Extracted records START
PR #4529, opened 2026-07-21
Time out hung reconciliation report tasks

folknor:
The companion to the cross-zero atomicity fix in #4521, on the same continuous-reconciliation path.

## A hung client stalls all periodic reconciliation indefinitely

Continuous reconciliation runs one report task at a time: the open-order, targeted-order, and position checks share a single mutually-exclusive slot, and `maybe_start_reconciliation_check` refuses to start any check while another is in progress. A task holds the slot until it completes, and the bulk request functions (`request_open_order_reports`, `request_position_reports`) and the targeted path await each client's report generation sequentially with no deadline. A single client whose `generate_*_reports` never resolves therefore occupies the slot for the lifetime of the process: open, targeted, and position reconciliation all stop, silently, while the node keeps running and trading. `timeout_reconciliation` bounded only startup mass-status collection; it had no continuous-reconciliation caller.

Each spawned report task now carries its own deadline. `start_open_order_report_check`, `start_targeted_order_report_check`, and `start_position_report_check` capture `now + timeout_reconciliation` when the task is created and store it inside the pinned future, which wraps the client requests in a single `dst::time::timeout` and resolves to `Completed` or `TimedOut`. The deadline lives in the future, not the `select!` arm: the arm is reconstructed whenever another branch wins, so a relative timeout placed there would restart on every runner iteration and never fire. On `TimedOut` the task is dropped first (releasing the execution-client borrow held across the request), deferred instrument updates are then flushed to every client (the per-client report facade only flushes after its await returns, which cancellation skips), a timed-out targeted task removes exactly its planned client-order IDs from `targeted_order_queries` (a narrow removal that leaves inflight retry counts and query recency intact, so those orders are reconsidered fairly on a later cycle), the expiry is logged, and no partial batch is reconciled. `last_open_check` and `last_position_check` are left untouched, so the blocked check class - already overdue - wins the next scheduling pass once the slot frees. Ordinary per-client errors keep their existing partial-success behavior; only expiry discards the accumulated batch, which is conservative because reports gathered across a long stall may be stale and reconciliation acts on positive reports without requiring full client coverage. The same cleanup runs at shutdown, where the tasks were previously dropped without flushing deferred instruments or clearing targeted markers.

The bound reuses the existing `timeout_reconciliation` field (30s default); its documentation now states that it covers both startup reconciliation and each continuous report-collection task.

## Testing

`test_hung_open_report_task_times_out_and_position_check_starts` and `test_hung_position_report_task_times_out_and_open_check_starts`: a client whose bulk report generation never resolves occupies the slot; the task times out, releases the slot, and the other check class subsequently runs. The deadline is set above the runner's maintenance cadence so several maintenance ticks (and other `select!` arms) fire during the task's lifetime, distinguishing the persistent stored deadline from a select-local timer that would restart each iteration.

`test_hung_targeted_report_task_cleans_markers_and_checks_resume`: a hung targeted task times out; a planned order that is also inflight-checked is queried by the inflight checker afterwards - which only happens once its targeted marker is removed, since the checker skips an inflight order still present in `targeted_order_queries` - while its reconciliation retry count is preserved, and position/inflight checking resumes.

`test_timed_out_open_report_task_discards_earlier_client_reports`: reports collected from an earlier client before a later client hangs are not applied when the task expires.

`test_timed_out_report_task_flushes_deferred_instrument_update`: an instrument update deferred while a client is borrowed during a report is delivered after the timeout cancellation.

All use paused virtual time with no wall-clock waits, and each assertion was verified to fail against the unfixed code, where the hung task holds the slot indefinitely and no cleanup runs.

### DIFF
--- a/crates/live/src/execution/client.rs
+++ b/crates/live/src/execution/client.rs
@@ -145,7 +145,7 @@ impl LiveExecutionClient {
         result
     }
 
-    fn flush_pending_instruments(&self) {
+    pub(crate) fn flush_pending_instruments(&self) {
         let mut pending = self.pending_instruments.borrow_mut();
         if pending.is_empty() {
             return;
--- a/crates/live/src/execution/manager.rs
+++ b/crates/live/src/execution/manager.rs
@@ -181,6 +181,12 @@ pub(crate) struct TargetedOrderQuery {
Extracted records END
Extract, exactly, the lines above that begin at the line containing "All use paused" and end at the final line of the records; add no other text.

All use paused virtual time with no wall-clock waits, and each assertion was verified to fail against the unfixed code, where the hung task holds the slot indefinitely and no cleanup runs.

### DIFF
--- a/crates/live/src/execution/client.rs
+++ b/crates/live/src/execution/client.rs
@@ -145,7 +145,7 @@ impl LiveExecutionClient {
         result
     }
 
-    fn flush_pending_instruments(&self) {
+    pub(crate) fn flush_pending_instruments(&self) {
         let mut pending = self.pending_instruments.borrow_mut();
         if pending.is_empty() {
             return;
--- a/crates/live/src/execution/manager.rs
+++ b/crates/live/src/execution/manager.rs
@@ -181,6 +181,12 @@ pub(crate) struct TargetedOrderQuery {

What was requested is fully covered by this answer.